‘Ripple Effect’ experience brings voices of gun violence survivors to Chicago’s Lakefront Trail

It’s one other lovely day for a stroll, and should you take a stroll alongside the Lakefront, it’s possible you’ll discover some markings on the trail.

Morning Insider Lauren Victory explains the darkish that means behind new vivid purple footprints on the Lakefront Trail.

“Here in Chicago, we’re used to hearing about gun violence in the news,” says the narrator within the metropolis of Chicago’s new audio experience called “The Ripple Effect.” 

It’s true, most of us transfer on the following story after listening to a couple of taking pictures, however what about households left behind – moms like Valerie Burgest? Her son, Craig Williams, was shot and killed practically 9 years in the past.

“He was my light; he was my air,” she says within the Ripple Effect recording. “Some days are better than others, but I will never recover.”

Burgest’s voice is the primary one you will hear, adopted by testimony from different gun violence survivors, group activists, and medical consultants. All communicate in regards to the completely different ripple results of gun violence from its harm to psychological well being to its influence on teachers and work efficiency. 

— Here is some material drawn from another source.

PR #429, opened 2026-08-31
Reduce peak memory of flatten_fragments

GeorgWa:
`flatten_fragments` allocated every flat column at dense length (`n_fragment_rows * n_fragment_types`), assembled a dataframe, then copied the kept subset out of it. Pointer reannotation added an `int64` cumulative sum over all dense slots. `parse_fragment` held the number, the position and the precursor length of every dense slot. For top-k libraries, `mz == 0` padding fills most dense slots.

“Craig was my only child. So, I no longer have a child. That’s gonna be my forever,” Burgest mentioned to CBS 2 in regards to the lasting impact gun violence has on her. 

Her story and others might be accessed by means of the QR code on indicators just lately put in in Douglass Park and alongside the Lakefront Trail from thirty first Street Beach to Oakwood Beach and Belmont Harbor to Fullerton Beach.

Along the Ripple Effect trails, you will additionally discover 747 pairs of purple footsteps that symbolize every individual killed in Chicago shootings in 2021 alone. They’re spaced out for 1.5 miles – the size a bullet can journey.

It’s a tragic actuality, however organizers behind the project from the City’s Community Safety Coordination Center additionally needed to embody some optimism. So, each quarter mile you will discover a description of options at work, too. 

“In particular, Pastor Chris Harris is a good friend of mine. He does a lot of help, a lot of assistance around trauma-informed services,” explains Manny Whitfield, who introduced many of the organizations combating gun violence to desk for the project. Whitfield is the director of group engagement for the Community Safety Coordination Center.

CBS 2 requested Whitfield why would a metropolis that makes money off tourism put such a surprising show in such a extremely trafficked space?

“To hide from it would do us no justice. It’s imperative that we be transparent. We understand that we’re in a state of crisis,” he mentioned.

It’s a disaster that Trevon Bosley has been combating since he lost his brother to Chicago gun violence.

“These are not just numbers, these are actual people’s lives,” Bosley mentioned within the recording.

In an electronic mail to CBS 2, he explains his hope for the marketing campaign:

“For those who aren’t affected by gun violence I hope they understand that gun violence can happen to anyone at any time even while doing the right things in life. For the people experiencing gun violence I hope it helps them understand that their are people still fighting this problem  ,there are people researching the best ways to change things and that a better tomorrow is on the way. And for everyone that sees it understand the effects of gun violence don’t just stop at the initial shooting they last a lifetime.”

The three Ripple Effect trails will solely watch for the month of June, also referred to as Gun Violence Awareness Month. On Friday, June 3, you may discover individuals carrying orange. That’s for National Gun Violence Awareness Day in honor of Hadiya Pendleton, a younger Chicagoan shot and killed on the playground in 2013.